Suzanne Comhaire-Sylvain (1898–1975), was the first female Haitian anthropologist. Suzanne Comhaire-Sylvain was a student of Bronislaw Malinowski who worked in 1949 with Alfred Métraux, and participated in a UNESCO project in Haiti. She married Jean Comhaire, a Belgian who headed the Anthropology Department of University of Nsukka. Subsequently, she worked in Africa.
She was born on November 6, 1898 in Port-au-Prince, Haiti and was the daughter of Georges Sylvain, Haitian activist and symbol of the resistance against the American Occupation, and of Eugénie Malbranche.
She studied in Kingston and Port-au-Prince before she obtained her Bachelor’s degree and Doctorate in Paris. Besides her interest in Haitian folklore and social issues of the condition of women in Haiti and Africa, her research focused on the origins of Creole language; an idiom considered juvenile and worthless at that time. She had chosen a difficult path but her quaint work, disregarded by her peers, sparked the interest of famous Polish anthropologist Bronislaw Malinowski. The latter invited her in London where she became her research assistant while studying at London University and later at the London School of Economics. She also conducted successful research at the British Museum that resulted in her major work regarding the African roots of Haitian Creole.
Suzanne conducted field research in Kenscoff and Marbial (Haiti), Kinshasa (Congo), Lomé (Togo) and Nsukka (Nigeria) worked with renowned anthropologists such as Melville Herskovits and Alfred Metraux who entrusted her and her husband Jean Comhaire with a mission of the UNESCO in Haiti. Suzanne also taught at the New School for Social Research in New York and was appointed member of the United Nations trusteeship council for Togo and Cameroon under French administration.

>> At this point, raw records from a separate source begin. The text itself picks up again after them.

PR #449, opened 2017-03-02
During install create the profile dir if it does not already exist

tolgabalci:
While installing posh-git using install.ps1 on Windows 7 Enterprise SP1 laptops for users running Powershell 4.0 or 5.0 had some users receive this error:

    PS C:\tools\posh-git> .\install.ps1
    Add-Content : Could not find a part of the path
    'C:\Users\*username*\Documents\WindowsPowerShell\Microsoft.PowerShell_profile.ps1'.
    At C:\tools\posh-git\src\Utils.ps1:180 char:9
    +         Add-Content -LiteralPath $profilePath -Value $profileContent -Encoding U ...

Nothing had previously been added to the user's Profile scripts AND the folder "WindowsPowerShell" did not exists under the user's documents.  This caused Add-Content to fail.

The pull request is to create the Powershell profile directory for the current user if it does not already exists.

Tested both with and without -WhatIf and it works good.

### DIFF
--- a/src/Utils.ps1
+++ b/src/Utils.ps1
@@ -176,6 +176,14 @@ function Add-PoshGitToProfile {
         $profileContent = "`nImport-Module '$ModuleBasePath\posh-git.psd1'"
     }
 
+    # Make sure the PowerShell profile directory exists
+    $profileDir = Split-Path $profilePath -Parent
+    if (!(Test-Path -LiteralPath $profileDir)) { 
+        if ($PSCmdlet.ShouldProcess($profileDir, "Create current user PowerShell profile directory")) {
+            New-Item $profileDir -ItemType Directory -Verbose:$VerbosePreference > $null
+        }
+    }
+
     if ($PSCmdlet.ShouldProcess($profilePath, "Add 'Import-Module posh-git' to profile")) {
         Add-Content -LiteralPath $profilePath -Value $profileContent -Encoding UTF8
     }


src/Utils.ps1
```diff
@@ -176,6 +176,14 @@ function Add-PoshGitToProfile {
         $profileContent = "`nImport-Module '$ModuleBasePath\posh-git.psd1'"
     }
 
+    # Make sure the profile path exists
+    $profileDir = Split-Path -Parent $profilePath
+    if (-not (Test-Path -LiteralPath $profileDir)) {
```
rkeithhill: In the code base we tend not to use `-not` in favor of `!`.  We're not 100% there yet but I don't want to introduce more script that needs to be changed.

src/Utils.ps1
```diff
@@ -176,6 +176,14 @@ function Add-PoshGitToProfile {
         $profileContent = "`nImport-Module '$ModuleBasePath\posh-git.psd1'"
     }
 
+    # Make sure the profile path exists
+    $profileDir = Split-Path -Parent $profilePath
+    if (-not (Test-Path -LiteralPath $profileDir)) { 
+        if ($PSCmdlet.ShouldProcess($profileDir, "Create current user Powershell profile directory")) {
+            New-Item $profileDir -Type Directory
```
rkeithhill: Two things.  Better to use the actual parameter name `ItemType` than the alias `Type`.  Also, this command will output the created directory.  Better to just redirect the output to $null.  Then add support for -verbose e.g.:
```powershell
New-Item $profileDir -ItemType Directory -Verbose:$VerbosePreference > $null
```

src/Utils.ps1
```diff
@@ -176,6 +176,14 @@ function Add-PoshGitToProfile {
         $profileContent = "`nImport-Module '$ModuleBasePath\posh-git.psd1'"
     }
 
+    # Make sure the profile path exists
+    $profileDir = Split-Path -Parent $profilePath
+    if (-not (Test-Path -LiteralPath $profileDir)) { 
+        if ($PSCmdlet.ShouldProcess($profileDir, "Create current user Powershell profile directory")) {
```
rkeithhill: PowerShell is properly spelled with a capital `S` - `PowerShell`.

tolgabalci:
Great callouts!  Thanks.

Amended the suggested changes and retested. (Both with $VerbosePreference = "SilentlyContinue" and "Continue").  Tests looked good.

src/Utils.ps1
```diff
@@ -176,6 +176,14 @@ function Add-PoshGitToProfile {
         $profileContent = "`nImport-Module '$ModuleBasePath\posh-git.psd1'"
     }
 
+    # Make sure the profile path exists
+    $profileDir = Split-Path -Parent $profilePath
```
rkeithhill: Sorry missed one other minor issue (which I myself forget from time-to-time).  Can you switch the order on params here and use `-LiteralPath` e.g.` $profileDir = Split-Path -LiteralPath $profilePath -Parent`.  Thanks.

rkeithhill:
You should also be able to call `Add-PoshGitToProfile -Verbose` and see the verbose output from New-Item.  BTW thanks for the PR!  See the one other issue I found - it's a quick tweak.

src/Utils.ps1
tolgabalci: No problem, I moved the -Parent parameter to the end.

I also looked at using -LiteralPath with Split-Path, but it does not have an explicit -LiteralPath parameter, however based on the below test it looks like it already implicitly treats the path literally.

```
C:\test[1]> Get-Item -LiteralPath c:\test[1]\File[1].txt
    Directory: C:\test[1]
-a----         3/2/2017   3:18 AM              0 File[1].txt

C:\test[1]> Get-Item -Path c:\test[1]\File[1].txt

C:\test[1]> Split-Path -Path c:\test[1]\File[1].txt -Parent
c:\test[1]
```

I created a directory and file with names that both need to be interpreted literally.

- Get-Item with -LiteralPath works fine

- Get-Item with -Path fails to retrieve the file

- Split-Path with -Path however still correctly parses the path to retrieve the parent

So, I think Split-Path is good with just -Path.  Looking through the other instances of Split-Path in the code, I figured I would keep it consistent and not explicitly state -Path, but let me know if you want me to change it.  It's no problem.

dahlbyk:
LGTM, but care to add a [test](https://github.com/tolgabalci/posh-git/blob/c2a92dda7d11097558f62681de0a1a3989854ba3/test/Utils.Tests.ps1#L5) for this scenario?

rkeithhill:
@tolgabalci OK for the ParentSet parameter set, there is no -LiteralPath parameter. Looks good. I'm going to merge this and I'll add a test later tonight.  If you're really inspired to add the test, you can always open a separate PR.

dahlbyk:
It just dawned on me that, there's a much simpler fix for this: `New-Item -Force` will automatically create directories as necessary. This is what [`install.ps1` used to do](https://github.com/dahlbyk/posh-git/blob/b1c9ad4f7b504e3480daf3fce4b3b3a60702c983/install.ps1#L14).

rkeithhill:
Do you think it is worth changing this?  I'm not sure that it is.

dahlbyk:
Just a little less path-splitting logic to maintain. And thinking through edge cases, it's technically possible (though unlikely with defaults) that more than `$PROFILE`'s immediate parent could be missing. Of course, you could work around this with `-Force` when creating the parent. ¯\_(ツ)_/¯

tolgabalci:
@rkeithhill Thank you for adding the test and showing me how to do it!

@dahlbyk New-Item will actually create the full parent directory tree without -Force.  I do not think -Force is really intended for use when creating directories.  I was trying it out, it does have the interesting side effect of suppressing errors when one of the directories in the directory tree being created is a file and it fails to create the path.

@rkeithhill @dahlbyk, thank you so much for being so responsive!

dahlbyk:
> New-Item will actually create the full parent directory tree without -Force when used with -ItemType Directory. I do not think -Force is really intended for use when creating directories. I was trying it out, it does have the interesting side effect of suppressing errors when one of the directories in the directory tree being created is a file and it fails to create the path.

Interesting… I suppose the nested directory variations are all things we could test for, if you are interested in exploring publicly. 😁

PR #451, opened 2017-03-02
Verbose install parameter

tolgabalci:
When troubleshooting install issues, it would be nice to be able to call:
`.\install.ps1 -Verbose`

Alternative for seeing verbose output from install.ps1 is:
```
$VerbosePreference = "Continue"
.\install.ps1
```

Another option would be to add SupportsShouldProcess binding, but then Import-Module also displays verbose output and it is pretty chatty.  I am assuming that is why WhatIf was also added separately.

I wasn't sure though the order you would like the Verbose parameter declared in and then later used when calling Add-PoshGitToProfile.  Let me know if you would like for me to change the orders.

### DIFF
--- a/install.ps1
+++ b/install.ps1
@@ -1,6 +1,6 @@
-param([switch]$WhatIf = $false, [switch]$Force = $false)
+param([switch]$WhatIf = $false, [switch]$Force = $false, [switch]$Verbose = $false)
 
 $installDir = Split-Path $MyInvocation.MyCommand.Path -Parent
 
 Import-Module $installDir\src\posh-git.psd1
-Add-PoshGitToProfile -WhatIf:$WhatIf -Force:$Force
+Add-PoshGitToProfile -WhatIf:$WhatIf -Force:$Force -Verbose:$Verbose


dahlbyk:
Thanks for the contribution!

> Another option would be to add SupportsShouldProcess binding, but then Import-Module also displays verbose output and it is pretty chatty. I am assuming that is why WhatIf was also added separately.

Honestly, `SupportsShouldProcess` isn't used because I didn't know about it at the time that I added `-WhatIf` [_six years ago_](https://github.com/dahlbyk/posh-git/commit/e1c65510c3c0035ae25f189dc29b6c6d505eca5b).

That said, it doesn't look like `Import-Module` actually `SupportsShouldProcess`. It does support `-Verbose`, and I was going to suggest passing your new `$Verbose` flag through to it - yeah it's chatty, but that's kind of the point of `-Verbose`, no?

> I wasn't sure though the order you would like the Verbose parameter declared in and then later used when calling Add-PoshGitToProfile. Let me know if you would like for me to change the orders.

I don't care about the order, but I do wonder if `install.ps1` should just use `[CmdletBinding()]` so we don't have to explicitly define or pass along `-WhatIf` or `-Verbose`. Thoughts?

PR #452, opened 2017-03-03
Add test for update to Add-PoshGitToProfile

rkeithhill:
This test checks that the command creates the profile parent dir (or any in the path) if they don't exist.  The command was modified to create any dir in the path by the addition of the -Force parameter on New-Item.

Follow-up on #449

### DIFF
--- a/src/Utils.ps1
+++ b/src/Utils.ps1
@@ -178,9 +178,9 @@ function Add-PoshGitToProfile {
 
     # Make sure the PowerShell profile directory exists
     $profileDir = Split-Path $profilePath -Parent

Suzanne came from a very notable family, her uncle being one of the founding fathers of the Pan African movement and her father George Sylvain (1866-1925) was an important figure of the resistance against the American occupation in Haiti. Suzanne was the oldest of a family of seven who impacted Haiti in a positive way. Her sister Yvonne Sylvain (1907-1989) was the first Haitian female physician and the first gynecologist-obstetrician of the country. Many articles by her have been published in the magazine Voix des femmes (Women Voices). She was the mother of Bénito Sylvain, a co-founder of panafricanism, and the sister of Normil Sylvain (1900-1929), poet and founder in 1927 of La Revue indigène. Suzanne's sister Madeleine Sylvain (1905-1970) was one of the founders of the Feminine League for Social Action (Ligue Feminine d’Action Sociale) which fought for women’s legal rights such as equality for married women and suffrage while her brother, the poet Normil Sylvain (1900-1929) was the founder of La Revue Indigène. Finally, her youngest brother Pierre Sylvain (1910-1991) was a botanist who published several reports on coffee production in Ethiopia. Other possible family members include Benito Sylvain and Franck Sylvain.